Saved entries:
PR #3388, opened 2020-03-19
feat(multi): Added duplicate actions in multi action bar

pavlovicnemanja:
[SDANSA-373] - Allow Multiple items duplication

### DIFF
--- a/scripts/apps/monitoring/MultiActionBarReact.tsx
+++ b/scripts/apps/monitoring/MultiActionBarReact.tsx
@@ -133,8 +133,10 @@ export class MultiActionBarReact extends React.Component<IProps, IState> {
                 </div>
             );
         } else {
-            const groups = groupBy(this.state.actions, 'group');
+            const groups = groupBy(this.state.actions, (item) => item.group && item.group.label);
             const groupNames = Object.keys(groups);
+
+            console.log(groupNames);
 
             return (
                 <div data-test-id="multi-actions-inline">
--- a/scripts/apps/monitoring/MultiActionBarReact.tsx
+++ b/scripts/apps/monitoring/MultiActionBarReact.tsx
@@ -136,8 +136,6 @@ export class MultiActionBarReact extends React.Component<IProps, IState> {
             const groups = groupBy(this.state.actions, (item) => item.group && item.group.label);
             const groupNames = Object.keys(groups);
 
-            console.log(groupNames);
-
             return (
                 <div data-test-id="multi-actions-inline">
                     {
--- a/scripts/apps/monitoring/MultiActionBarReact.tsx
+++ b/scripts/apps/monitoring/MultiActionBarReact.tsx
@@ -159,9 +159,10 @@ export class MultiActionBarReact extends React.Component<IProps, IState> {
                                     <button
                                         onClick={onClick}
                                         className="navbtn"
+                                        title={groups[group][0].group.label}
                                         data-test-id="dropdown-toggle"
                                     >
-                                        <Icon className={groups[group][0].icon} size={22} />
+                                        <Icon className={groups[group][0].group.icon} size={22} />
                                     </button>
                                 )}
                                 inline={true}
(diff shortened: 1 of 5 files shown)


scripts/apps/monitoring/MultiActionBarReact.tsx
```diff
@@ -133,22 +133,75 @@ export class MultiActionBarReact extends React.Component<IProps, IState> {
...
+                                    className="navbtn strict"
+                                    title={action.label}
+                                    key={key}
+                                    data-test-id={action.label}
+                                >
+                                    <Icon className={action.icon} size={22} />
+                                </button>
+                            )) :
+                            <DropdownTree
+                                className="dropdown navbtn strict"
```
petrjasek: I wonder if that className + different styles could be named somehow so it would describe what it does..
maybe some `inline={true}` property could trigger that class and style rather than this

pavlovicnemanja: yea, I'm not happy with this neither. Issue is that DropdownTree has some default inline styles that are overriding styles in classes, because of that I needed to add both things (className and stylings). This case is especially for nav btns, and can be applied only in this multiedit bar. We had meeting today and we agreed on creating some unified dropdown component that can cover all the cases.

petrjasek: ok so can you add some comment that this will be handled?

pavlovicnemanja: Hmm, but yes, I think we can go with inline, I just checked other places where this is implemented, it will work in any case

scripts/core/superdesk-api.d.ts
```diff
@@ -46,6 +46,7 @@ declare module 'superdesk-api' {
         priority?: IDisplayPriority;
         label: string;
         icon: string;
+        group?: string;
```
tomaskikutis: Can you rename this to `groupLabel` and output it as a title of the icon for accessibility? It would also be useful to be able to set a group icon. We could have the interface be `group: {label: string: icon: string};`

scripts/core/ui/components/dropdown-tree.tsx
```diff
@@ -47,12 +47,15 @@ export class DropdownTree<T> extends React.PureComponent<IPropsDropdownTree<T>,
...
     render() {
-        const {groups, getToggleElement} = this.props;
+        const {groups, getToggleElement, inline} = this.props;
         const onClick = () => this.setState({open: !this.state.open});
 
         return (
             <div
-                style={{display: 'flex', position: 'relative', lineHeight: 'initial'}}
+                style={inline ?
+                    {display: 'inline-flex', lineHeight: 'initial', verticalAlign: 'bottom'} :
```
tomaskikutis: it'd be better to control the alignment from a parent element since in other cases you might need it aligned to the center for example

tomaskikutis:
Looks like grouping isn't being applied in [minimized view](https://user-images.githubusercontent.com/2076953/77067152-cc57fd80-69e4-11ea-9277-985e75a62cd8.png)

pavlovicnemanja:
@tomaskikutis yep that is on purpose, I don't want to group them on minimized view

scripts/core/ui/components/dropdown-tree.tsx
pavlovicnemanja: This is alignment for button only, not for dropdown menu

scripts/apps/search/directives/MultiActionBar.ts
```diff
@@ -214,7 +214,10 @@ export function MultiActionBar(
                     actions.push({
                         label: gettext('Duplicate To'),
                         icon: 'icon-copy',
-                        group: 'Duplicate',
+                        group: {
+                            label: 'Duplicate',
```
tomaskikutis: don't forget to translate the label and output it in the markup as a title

● **ASSIGNED TASK**:
Retype all the data, changing nothing.

● **TASK RESULT**:
PR #3388, opened 2020-03-19
feat(multi): Added duplicate actions in multi action bar

pavlovicnemanja:
[SDANSA-373] - Allow Multiple items duplication

### DIFF
--- a/scripts/apps/monitoring/MultiActionBarReact.tsx
+++ b/scripts/apps/monitoring/MultiActionBarReact.tsx
@@ -133,8 +133,10 @@ export class MultiActionBarReact extends React.Component<IProps, IState> {
                 </div>
             );
         } else {
-            const groups = groupBy(this.state.actions, 'group');
+            const groups = groupBy(this.state.actions, (item) => item.group && item.group.label);
             const groupNames = Object.keys(groups);
+
+            console.log(groupNames);
 
             return (
                 <div data-test-id="multi-actions-inline">
--- a/scripts/apps/monitoring/MultiActionBarReact.tsx
+++ b/scripts/apps/monitoring/MultiActionBarReact.tsx
@@ -136,8 +136,6 @@ export class MultiActionBarReact extends React.Component<IProps, IState> {
             const groups = groupBy(this.state.actions, (item) => item.group && item.group.label);
             const groupNames = Object.keys(groups);
 
-            console.log(groupNames);
-
             return (
                 <div data-test-id="multi-actions-inline">
                     {
--- a/scripts/apps/monitoring/MultiActionBarReact.tsx
+++ b/scripts/apps/monitoring/MultiActionBarReact.tsx
@@ -159,9 +159,10 @@ export class MultiActionBarReact extends React.Component<IProps, IState> {
                                     <button
                                         onClick={onClick}
                                         className="navbtn"
+                                        title={groups[group][0].group.label}
                                         data-test-id="dropdown-toggle"
                                     >
-                                        <Icon className={groups[group][0].icon} size={22} />
+                                        <Icon className={groups[group][0].group.icon} size={22} />
                                     </button>
                                 )}
                                 inline={true}
(diff shortened: 1 of 5 files shown)


scripts/apps/monitoring/MultiActionBarReact.tsx
```diff
@@ -133,22 +133,75 @@ export class MultiActionBarReact extends React.Component<IProps, IState> {
...
+                                    className="navbtn strict"
+                                    title={action.label}
+                                    key={key}
+                                    data-test-id={action.label}
+                                >
+                                    <Icon className={action.icon} size={22} />
+                                </button>
+                            )) :
+                            <DropdownTree
+                                className="dropdown navbtn strict"
```
petrjasek: I wonder if that className + different styles could be named somehow so it would describe what it does..
maybe some `inline={true}` property could trigger that class and style rather than this

pavlovicnemanja: yea, I'm not happy with this neither. Issue is that DropdownTree has some default inline styles that are overriding styles in classes, because of that I needed to add both things (className and stylings). This case is especially for nav btns, and can be applied only in this multiedit bar. We had meeting today and we agreed on creating some unified dropdown component that can cover all the cases.

petrjasek: ok so can you add some comment that this will be handled?

pavlovicnemanja: Hmm, but yes, I think we can go with inline, I just checked other places where this is implemented, it will work in any case

scripts/core/superdesk-api.d.ts
```diff
@@ -46,6 +46,7 @@ declare module 'superdesk-api' {
         priority?: IDisplayPriority;
         label: string;
         icon: string;
+        group?: string;
```
tomaskikutis: Can you rename this to `groupLabel` and output it as a title of the icon for accessibility? It would also be useful to be able to set a group icon. We could have the interface be `group: {label: string: icon: string};`

scripts/core/ui/components/dropdown-tree.tsx
```diff
@@ -47,12 +47,15 @@ export class DropdownTree<T> extends React.PureComponent<IPropsDropdownTree<T>,
...
     render() {
-        const {groups, getToggleElement} = this.props;
+        const {groups, getToggleElement, inline} = this.props;
         const onClick = () => this.setState({open: !this.state.open});
 
         return (
             <div
-                style={{display: 'flex', position: 'relative', lineHeight: 'initial'}}
+                style={inline ?
+                    {display: 'inline-flex', lineHeight: 'initial', verticalAlign: 'bottom'} :
```
tomaskikutis: it'd be better to control the alignment from a parent element since in other cases you might need it aligned to the center for example

tomaskikutis:
Looks like grouping isn't being applied in [minimized view](https://user-images.githubusercontent.com/2076953/77067152-cc57fd80-69e4-11ea-9277-985e75a62cd8.png)

pavlovicnemanja:
@tomaskikutis yep that is on purpose, I don't want to group them on minimized view

scripts/core/ui/components/dropdown-tree.tsx
pavlovicnemanja: This is alignment for button only, not for dropdown menu

scripts/apps/search/directives/MultiActionBar.ts
```diff
@@ -214,7 +214,10 @@ export function MultiActionBar(
                     actions.push({
                         label: gettext('Duplicate To'),
                         icon: 'icon-copy',
-                        group: 'Duplicate',
+                        group: {
+                            label: 'Duplicate',
```
tomaskikutis: don't forget to translate the label and output it in the markup as a title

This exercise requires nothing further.